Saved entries
--- START ---

PR #3965, opened 2025-04-18
New pass Reduce variable liveness

mfrancepillois:
Add a new pass to reduce the variable liveness by prefetching data then moving load op closer to use-op.


mfrancepillois:
Performance improvement for FA on PVC1550:
image

third_party/intel/lib/TritonIntelGPUTransforms/ReduceRegisterPressure.cpp
```diff
@@ -0,0 +1,186 @@
...
+namespace ttgi = mlir::triton::gpu::intel;
+
+using TensorValue = TypedValue<RankedTensorType>;
+
+#define DEBUG_TYPE "tritonintelgpu-reduce-register-pressure"
+
+namespace {
+
+/// Return true if the lifespan of the V value is considered long.
+static bool isLongLifeSpanVariable(Value v, Block *useBlock) {
```
etiotto, line 44: The heuristic is pretty crude.  At some point I wrote an analysis to estimate the live range of a variable. The analysis is `https://github.com/intel/intel-xpu-backend-for-triton/blob/main/third_party/intel/include/Analysis/Liveness.h`. I am wondering whether we should attempt to use that analysis to collect the live ranges of variables in a loop. Then sink variables that have a live range that is "too big". 

Can you give that a try ?

etiotto: Is tricky to get this kind of instruction "scheduling" correct at the Triton level. I kind of feel the low level compiler (e.g. IGC) would have all the information to schedule instructions based on register usage.. Hard to do that well at the abstraction level Triton operates at.

mfrancepillois: I recognize that at this level, it is difficult to say that we are reducing the register pressure. Instead, we reduce the variable liveness hoping that liveness reduction will allow us to save registers. 
I therefore renamed the pass in this way.
I've also based the heuristic on MLIR Liveness analysis.

test/TritonIntelGPU/reduce-variable-liveness.mlir
```diff
@@ -0,0 +1,32 @@
...
+    // CHECK-LABEL:   tt.func public @matmul_kernel
+    %cst = arith.constant dense<0.000000e+00> : tensor<128x256xf32, #dpas>
+    %c64_i32 = arith.constant 64 : i32
+    %c0_i32 = arith.constant 0 : i32
+    %c0_i64 = arith.constant 0 : i64
+    %0 = tt.make_tensor_ptr %arg0, [%c0_i64, %c0_i64], [%c0_i64, %c0_i64], [%c0_i32, %c0_i32] {order = array<i32: 1, 0>} : <tensor<128x64xf16, #dot0>>
+    // CHECK:      triton_intel_gpu.prefetch {{.*}} : !tt.ptr<tensor<128x64xf16, #ttg.dot_op<{opIdx = 0, parent = #[[$DPAS]], kWidth = 1}>>>
+    // CHECK-NOT:  tt.load {{.*}} : !tt.ptr<tensor<128x64xf16, #ttg.dot_op<{opIdx = 0, parent = #[[$DPAS]], kWidth = 1}>>>
+    %1 = tt.make_tensor_ptr %arg1, [%c0_i64, %c0_i64], [%c0_i64, %c0_i64], [%c0_i32, %c0_i32] {order = array<i32: 1, 0>} : <tensor<64x256xf16, #dot1>>
+    %2 = tt.load %0 {boundaryCheck = array<i32: 0, 1>} : !tt.ptr<tensor<128x64xf16, #dot0>>
```
etiotto, line 18: We should not sink the load inside the loop in Triton.. Sinking the load in the loop means that the  value is loaded at every loop iteration. Triton doesn't have enough information about register pressure to determine whether this is profitable.

third_party/intel/lib/TritonIntelGPUTransforms/ReduceVariableLiveness.cpp
```diff
@@ -0,0 +1,215 @@
...
+  // Prefetch the dotOp operand and move it closer to dotOp.
+  auto moveOperand = [&prefetchedValue](uint8_t opId, triton::DotOp dotOp,
+                                        tt::LoadOp loadOp) {
+    OpBuilder b(dotOp);
+    TensorValue tensorV = opId == 0 ? dotOp.getA() : dotOp.getB();
+    auto tensorType = cast<RankedTensorType>(tensorV.getType());
+    Type elType = tensorType.getElementType();
+    Type loadType =
+        cast<RankedTensorType>(loadOp.getResult().getType()).getElementType();
+    // Types mismatch => Skip this case to avoid inserting to
```
whitneywhtsang, line 127: typo?
```suggestion
    // Types mismatch => Skip this case to avoid inserting too
```

third_party/intel/lib/TritonIntelGPUTransforms/ReduceVariableLiveness.cpp
```diff
@@ -0,0 +1,215 @@
...
+        // Don't rewrite if any other type is found.
+        return false;
+      dotsInFor.push_back(dotOp);
+    }
+
+  if (dotsInFor.empty())
+    return false;
+
+  Liveness livenessAnalysis(rootOperation);
+  auto intelLivenessRoot = triton::gpu::intel::LivenessAnalysis(rootOperation);
```
whitneywhtsang, line 162: is the analysis cached? would it save compile time to invoke the analysis outside of the loop that iterates forOp?

third_party/intel/lib/TritonIntelGPUTransforms/ReduceVariableLiveness.cpp
```diff
@@ -0,0 +1,215 @@
...
+    unsigned elTypeBitWidth =
+        tensorType.getElementType().getIntOrFloatBitWidth();
+    unsigned totalNumElement = 1;
+    for (int64_t dim : tensorType.getShape()) {
+      totalNumElement *= dim;
+    }
+    return totalNumElement * (elTypeBitWidth / 8);
+  };
+
+  // Case 1: The ParentOp has a high number of overlapping variables and
```
whitneywhtsang, line 63: Do you expect more cases to come?

third_party/intel/lib/TritonIntelGPUTransforms/ReduceVariableLiveness.cpp
```diff
@@ -0,0 +1,215 @@
...
+  //         The variable defiend by `v` is a large tensor and
```
whitneywhtsang, line 64:
```suggestion
  //         The variable defined by `v` is a large tensor and
```

third_party/intel/lib/TritonIntelGPUTransforms/ReduceVariableLiveness.cpp
whitneywhtsang, line 63: The meaning of ParentOp in this context may not be clear. Looking at the caller of this function, parent is the for loop? so we are trying determine if the destination of the move has potential high register pressure?

third_party/intel/lib/TritonIntelGPUTransforms/ReduceVariableLiveness.cpp
```diff
@@ -0,0 +1,215 @@
...
+using TensorValue = TypedValue<RankedTensorType>;
+
+#define DEBUG_TYPE "tritonintelgpu-reduce-variable-liveness"
+
+namespace {
+
+#define OVERLAPPING_VARIABLE_THRESHOLD 10
+#define LARGE_TENSOR_SIZE_IN_BYTES 16384
+
+/// Return true if the lifespan of the V value is considered long.
```
whitneywhtsang, line 49:
```suggestion
/// Return true if the lifespan of the \p v value is considered long.
```

third_party/intel/lib/TritonIntelGPUTransforms/ReduceVariableLiveness.cpp
```diff
@@ -0,0 +1,215 @@
...
+  auto getEncoding = [](Value v) {
+    return cast<RankedTensorType>(v.getType()).getEncoding();
+  };
+
+  // returns loadOp that loads the value v.
+  auto getLoad = [](Value v) -> std::optional<triton::LoadOp> {
+    // walk back to Load operation
+    Operation *op = v.getDefiningOp();
+    while (op) {
+      if (op->getNumOperands() != 1)
```
whitneywhtsang, line 108: do we need to avoid operations like callOp?

third_party/intel/lib/TritonIntelGPUTransforms/ReduceVariableLiveness.cpp
```diff
@@ -0,0 +1,215 @@
...
+    if (!mlir::triton::isTensorPointerType(loadOp.getPtr().getType()))
+      return;
+    if (std::find(prefetchedValue.begin(), prefetchedValue.end(),
+                  loadOp.getPtr()) == prefetchedValue.end()) {
+      createPrefetchOp(loadOp);
+      prefetchedValue.push_back(loadOp.getPtr());
+    }
+    b.setInsertionPoint(dotOp);
+    auto newLoad = cast<tt::LoadOp>(b.clone(*loadOp.getOperation()));
+    auto newCvt = b.create<ttg::ConvertLayoutOp>(tensorV.getLoc(), tensorType,
```
whitneywhtsang, line 141: Do we expect only possible operations from load to dot chain are `ConverLayoutOp`s?

third_party/intel/lib/TritonIntelGPUTransforms/ReduceVariableLiveness.cpp
```diff
@@ -0,0 +1,215 @@
...
+    // Types mismatch => Skip this case to avoid inserting to
+    // many addtional operations in the loop.
+    if (elType != loadType)
+      return;
+    // Only pointer to tensor are moved
+    if (!mlir::triton::isTensorPointerType(loadOp.getPtr().getType()))
+      return;
+    if (std::find(prefetchedValue.begin(), prefetchedValue.end(),
+                  loadOp.getPtr()) == prefetchedValue.end()) {
+      createPrefetchOp(loadOp);
```
whitneywhtsang, line 136: If the loadOp was already in the loop, does it already have associated PrefetchOp added in `TritonIntelGPUPipeline` pass?

test/TritonIntelGPU/reduce-variable-liveness.mlir
```diff
@@ -0,0 +1,146 @@
...
+
+// -----
+
+// CHECK: #[[$DPAS:.+]] = #triton_intel_gpu.dpas<{repeatCount = 8, systolicDepth = 8, executionSize = 16, opsPerChan = 2, threadsPerWarp = 16, warpsPerCTA = [4, 8], repCluster = [1, 1], A = [8, 16], B = [16, 16], C = [8, 16]}>
+#dpas = #triton_intel_gpu.dpas<{repeatCount = 8, systolicDepth = 8, executionSize = 16, opsPerChan = 2, threadsPerWarp = 16, warpsPerCTA = [4, 8], repCluster = [1, 1], A = [8, 16], B = [16, 16], C = [8, 16]}>
+#dot0 = #ttg.dot_op<{opIdx = 0, parent = #dpas, kWidth=1}>
+#dot1 = #ttg.dot_op<{opIdx = 1, parent = #dpas, kWidth=2}>
+module attributes {triton_intel_gpu.support_sg_2d_block, "ttg.num-warps" = 32 : i32, "ttg.threads-per-warp" = 16 : i32} {
+  tt.func public @matmul_kernel_few_overlapping(%arg0: !tt.ptr<f16> {tt.divisibility = 16 : i32}, %arg1: !tt.ptr<f16> {tt.divisibility = 16 : i32}) {
+    // CHECK-LABEL:   tt.func public @matmul_kernel
```
whitneywhtsang, line 41:
```suggestion
    // CHECK-LABEL:   tt.func public @matmul_kernel_few_overlapping
```

third_party/intel/lib/TritonIntelGPUTransforms/ReduceVariableLiveness.cpp
whitneywhtsang: We could limit the pass to only sinking inside loop.

third_party/intel/lib/TritonIntelGPUTransforms/ReduceVariableLiveness.cpp
whitneywhtsang, line 1: Do we also want to limit the pass to the following?
1. loadOp with blockio attribute
2. rank 2 tensor type

third_party/intel/lib/TritonIntelGPUTransforms/ReduceVariableLiveness.cpp
```diff
@@ -0,0 +1,215 @@
+//===----------------------------------------------------------------------===//
+//
+// This pass tries to reduce the liveness of variable.
+// For e.g: by reducing the distance between load ops and
+// the operation using the variable.
+//===----------------------------------------------------------------------===//
+
```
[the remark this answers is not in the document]
mfrancepillois: The description has been removed.

third_party/intel/lib/TritonIntelGPUTransforms/ReduceVariableLiveness.cpp
mfrancepillois: The analysis has been moved outside of the loop.

third_party/intel/lib/TritonIntelGPUTransforms/ReduceVariableLiveness.cpp
mfrancepillois: Initially, I had in mind to create a general pass to reduce register pressure which could easily be extended, but the pass has since become quite specific... I've updated this comment and removed "case 1" .

mfrancepillois: TBH, I don't really think the number of overlapping variable gives us any relevant info about potential high register pressure in the for loop. So, I've updated the heuristic to take into account the amount of live data when entering the for loop.

third_party/intel/lib/TritonIntelGPUTransforms/ReduceVariableLiveness.cpp
mfrancepillois: `LoadOp` that were inside the loop before running this pass are not considered as the `isLongLifeSpanVariable` checks that the loaded data is a live-in variable of the for block.
That said, a condition has been added in the new `isLoadCandidate` function to make things clearer.

third_party/intel/lib/TritonIntelGPUTransforms/ReduceVariableLiveness.cpp
mfrancepillois: These conditions have been added: https://github.com/intel/intel-xpu-backend-for-triton/blob/67aec584c3a338cd4b43766d199fc71749156ffa/third_party/intel/lib/TritonIntelGPUTransforms/ReduceVariableLiveness.cpp#L85

third_party/intel/lib/TritonIntelGPUTransforms/ReduceVariableLiveness.cpp
mfrancepillois: An additional condition has been added to check that: https://github.com/intel/intel-xpu-backend-for-triton/blob/67aec584c3a338cd4b43766d199fc71749156ffa/third_party/intel/lib/TritonIntelGPUTransforms/ReduceVariableLiveness.cpp#L143

third_party/intel/lib/TritonIntelGPUTransforms/ReduceVariableLiveness.cpp
```diff
@@ -0,0 +1,240 @@
...
+        (getSizeInBytes(tensorType) > LARGE_TENSOR_SIZE_THRESHOLD_IN_BYTES) &&
+        livenessBlockInfo->isLiveIn(v));
+  }
+  return false;
+}
+
+static bool isLoadCandidate(tt::LoadOp loadOp, TensorValue tensorV,
+                            Operation *forOp) {
+  // Only pointer to tensor are considered to be moved
+  if (!mlir::triton::isTensorPointerType(loadOp.getPtr().getType()))
```
whitneywhtsang, line 93: Do we want to loosen this restriction to allow `isTensorPointerType(loadOp.getResult().getType())`, i.e., allow loading from tensor of pointers too?

third_party/intel/lib/TritonIntelGPUTransforms/ReduceVariableLiveness.cpp
```diff
@@ -0,0 +1,240 @@
...
+    auto tensorType = cast<RankedTensorType>(tensorV.getType());
+    return (
+        (LiveInSizeInBytes > TOTAL_BLOCK_SIZE_THRESHOLD_IN_BYTES) &&
+        (getSizeInBytes(tensorType) > LARGE_TENSOR_SIZE_THRESHOLD_IN_BYTES) &&
+        livenessBlockInfo->isLiveIn(v));
+  }
+  return false;
+}
+
+static bool isLoadCandidate(tt::LoadOp loadOp, TensorValue tensorV,
```
whitneywhtsang, line 90: can you please add a comment about what tensorV is? it is not clear without understanding the caller.

third_party/intel/lib/TritonIntelGPUTransforms/ReduceVariableLiveness.cpp
```diff
@@ -0,0 +1,240 @@
...
+    return false;
+  // Only loadOp out of the for loop body are considered to be moved
+  if (loadOp->getParentOp() == forOp)
+    return false;
+  return true;
+}
+
+/// Create a prefetch operation for the given load operation.
+static void createPrefetchOp(tt::LoadOp loadOp) {
+  Operation *op = loadOp.getPtr().getDefiningOp();
```
whitneywhtsang, line 118: when did we check that `loadOp.getPtr()` is an operation? do we need to add that to isLoadCandidate?
Or should we add the support of when pointer is a region argument?

third_party/intel/lib/TritonIntelGPUTransforms/ReduceVariableLiveness.cpp
```diff
@@ -0,0 +1,240 @@
...
+      op = op->getOperand(0).getDefiningOp();
+    }
+    return std::nullopt;
+  };
+
+  // Prefetch the dotOp operand and move it closer to dotOp.
+  auto moveOperand = [&prefetchedValue](uint8_t opId, triton::DotOp dotOp,
+                                        tt::LoadOp loadOp) {
+    OpBuilder b(dotOp);
+    TensorValue tensorV = opId == 0 ? dotOp.getA() : dotOp.getB();
```
whitneywhtsang, line 161: add assertion that opId is 0 or 1?

third_party/intel/lib/TritonIntelGPUTransforms/ReduceVariableLiveness.cpp
```diff
@@ -0,0 +1,240 @@
...
+    dotOp.setOperand(opId, newCvt.getResult());
+  };
+
+  SmallVector<triton::DotOp> dotsInFor;
+  for (Operation &op : *loop)
+    if (auto dotOp = dyn_cast<triton::DotOp>(op)) {
+      // Only accepts dotOps encoded as DPAS MMA
+      auto dstDpasEnc = dyn_cast<ttg::intel::DpasEncodingAttr>(
+          getEncoding(dotOp.getResult()));
+      if (!dstDpasEnc)
```
whitneywhtsang, line 181:
```suggestion
      if (!hasDpasEncoding(dotOp.getResult().getType())
```

whitneywhtsang (commented):
There is a loop sink pass in IGC. Can you please create an issue for IGC team to investigate why it doesn't catch the case of FA with the shape that gives the most gain?

chengjunlu:
It is good to have the reduce variable liveness as the beginning for liveness optimization in the Triton middle end. 
This PR looks good to me as the beginning. 

The optimization relies on the cache to hold the values that we may reuse in the loop. But the cache system is not fully controllable by the program. The better we can enhance it with the usage of shared local memory and make it some how RegisterToMem pass for general case.

chengjunlu (approved):

etiotto:
@mfrancepillois can you do a Triton Benchmark run with this PR to identify improvement (or degradations - hopefully none) in all the microbmks we have ?

third_party/intel/lib/TritonIntelGPUTransforms/ReduceVariableLiveness.cpp
mfrancepillois: Allowing tensor of pointers means handling load with masks. As masks can affect load/prefetch performance I would prefer to keep this pass on pointer to tensor for now, as we now that sinking this type of load improves performance.

third_party/intel/lib/TritonIntelGPUTransforms/ReduceVariableLiveness.cpp
mfrancepillois: This part of the code has been improved and the parameters documented.

third_party/intel/lib/TritonIntelGPUTransforms/ReduceVariableLiveness.cpp
mfrancepillois: Thanks for noticing. A check has been added to `isLoadCandidate`. 
As the pass adds a prefetch right after the defining op, I'm concerned that adding this prefetch in another region (in the case the load ptr has been defined in another region) could have side effects on the cache (as an early data fetch could mean evincing data that are still needed).

third_party/intel/lib/TritonIntelGPUTransforms/ReduceVariableLiveness.cpp
mfrancepillois: An assert has been added.

third_party/intel/lib/TritonIntelGPUTransforms/ReduceVariableLiveness.cpp
mfrancepillois: The code has been modified this way. Thanks for the suggestion.

third_party/intel/lib/TritonIntelGPUTransforms/ReduceVariableLiveness.cpp
whitneywhtsang: do we care about the case that the pointer directly come from function argument?

third_party/intel/lib/TritonIntelGPUTransforms/ReduceVariableLiveness.cpp
etiotto: I also think this pass could handle also unmasked loads that use tensor of pointers as their base operand. We have a  TTIR pass that versions the loop and drops the mask (if proven safe) when the runtime condition it generates holds.

test/TritonIntelGPU/reduce-variable-liveness.mlir
```diff
@@ -0,0 +1,289 @@
...
+  tt.func public @_attn_fwd_tensor_pointers(%arg0: !tt.ptr<f16> {tt.divisibility = 16 : i32}, %arg1: !tt.ptr<f16> {tt.divisibility = 16 : i32}, %arg2: !tt.ptr<f16> {tt.divisibility = 16 : i32}, %arg3: f32, %arg4: !tt.ptr<f32> {tt.divisibility = 16 : i32}, %arg5: !tt.ptr<f16> {tt.divisibility = 16 : i32}, %arg6: i32 {tt.divisibility = 16 : i32}, %arg7: i32 {tt.divisibility = 16 : i32}, %arg8: i32 {tt.divisibility = 16 : i32}, %arg9: i32 {tt.divisibility = 16 : i32}, %arg10: i32 {tt.divisibility = 16 : i32}, %arg11: i32 {tt.divisibility = 16 : i32}, %arg12: i32 {tt.divisibility = 16 : i32}, %arg13: i32 {tt.divisibility = 16 : i32}, %arg14: i32 {tt.divisibility = 16 : i32}, %arg15: i32 {tt.divisibility = 16 : i32}, %arg16: i32 {tt.divisibility = 16 : i32}, %arg17: i32 {tt.divisibility = 16 : i32}, %arg18: i32, %arg19: i32 {tt.divisibility = 16 : i32}, %arg20: i32 {tt.divisibility = 16 : i32}) attributes {noinline = false} {
```
whitneywhtsang, line 156: [nit] As tensor pointer means block pointer in some context.
```suggestion
  tt.func public @_attn_fwd_tensor_of_pointers(%arg0: !tt.ptr<f16> {tt.divisibility = 16 : i32}, %arg1: !tt.ptr<f16> {tt.divisibility = 16 : i32}, %arg2: !tt.ptr<f16> {tt.divisibility = 16 : i32}, %arg3: f32, %arg4: !tt.ptr<f32> {tt.divisibility = 16 : i32}, %arg5: !tt.ptr<f16> {tt.divisibility = 16 : i32}, %arg6: i32 {tt.divisibility = 16 : i32}, %arg7: i32 {tt.divisibility = 16 : i32}, %arg8: i32 {tt.divisibility = 16 : i32}, %arg9: i32 {tt.divisibility = 16 : i32}, %arg10: i32 {tt.divisibility = 16 : i32}, %arg11: i32 {tt.divisibility = 16 : i32}, %arg12: i32 {tt.divisibility = 16 : i32}, %arg13: i32 {tt.divisibility = 16 : i32}, %arg14: i32 {tt.divisibility = 16 : i32}, %arg15: i32 {tt.divisibility = 16 : i32}, %arg16: i32 {tt.divisibility = 16 : i32}, %arg17: i32 {tt.divisibility = 16 : i32}, %arg18: i32, %arg19: i32 {tt.divisibility = 16 : i32}, %arg20: i32 {tt.divisibility = 16 : i32}) attributes {noinline = false} {
```

third_party/intel/lib/TritonIntelGPUTransforms/ReduceVariableLiveness.cpp
```diff
@@ -81,35 +79,46 @@ static bool isLongLifeSpanVariable(Value v,
...
-static bool isLoadCandidate(tt::LoadOp loadOp, TensorValue tensorV,
+/// Return true if the \p loadOp is a suitable to be moved.
+/// \p expectedElementType is the element type expected for the load to be a
+/// candidate,
+/// \p forOp operation to which we want to move the loadOp
+static bool isLoadCandidate(tt::LoadOp loadOp, Type expectedElementType,
                             Operation *forOp) {
   // Only pointer to tensor are considered to be moved
-  if (!mlir::triton::isTensorPointerType(loadOp.getPtr().getType()))
+  if (!mlir::triton::isTensorOrTensorPointerType(loadOp.getPtr().getType()))
```
whitneywhtsang, line 95: [optional]
```suggestion
  if (!mlir::triton::isTensorPointerType(loadOp.getResult().getType()))
```

third_party/intel/lib/TritonIntelGPUTransforms/ReduceVariableLiveness.cpp
```diff
@@ -114,6 +113,12 @@ static bool isLoadCandidate(tt::LoadOp loadOp, Type expectedElementType,
   // Only loadOp out of the for loop body are considered to be moved
   if (loadOp->getParentOp() == forOp)
     return false;
+  // Multiple users
+  if (any_of(loadOp->getUsers(), [&](Operation *user) {
+        return ((user->getBlock() == forOp->getBlock()) &&
+                user->isBeforeInBlock(forOp));
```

--- END ---

TASK DIRECTIONS →
The word to find is "removed". Copy every line of the records that holds it.

WRITTEN SOLUTION →
mfrancepillois: The description has been removed.
mfrancepillois: Initially, I had in mind to create a general pass to reduce register pressure which could easily be extended, but the pass has since become quite specific... I've updated this comment and removed "case 1" .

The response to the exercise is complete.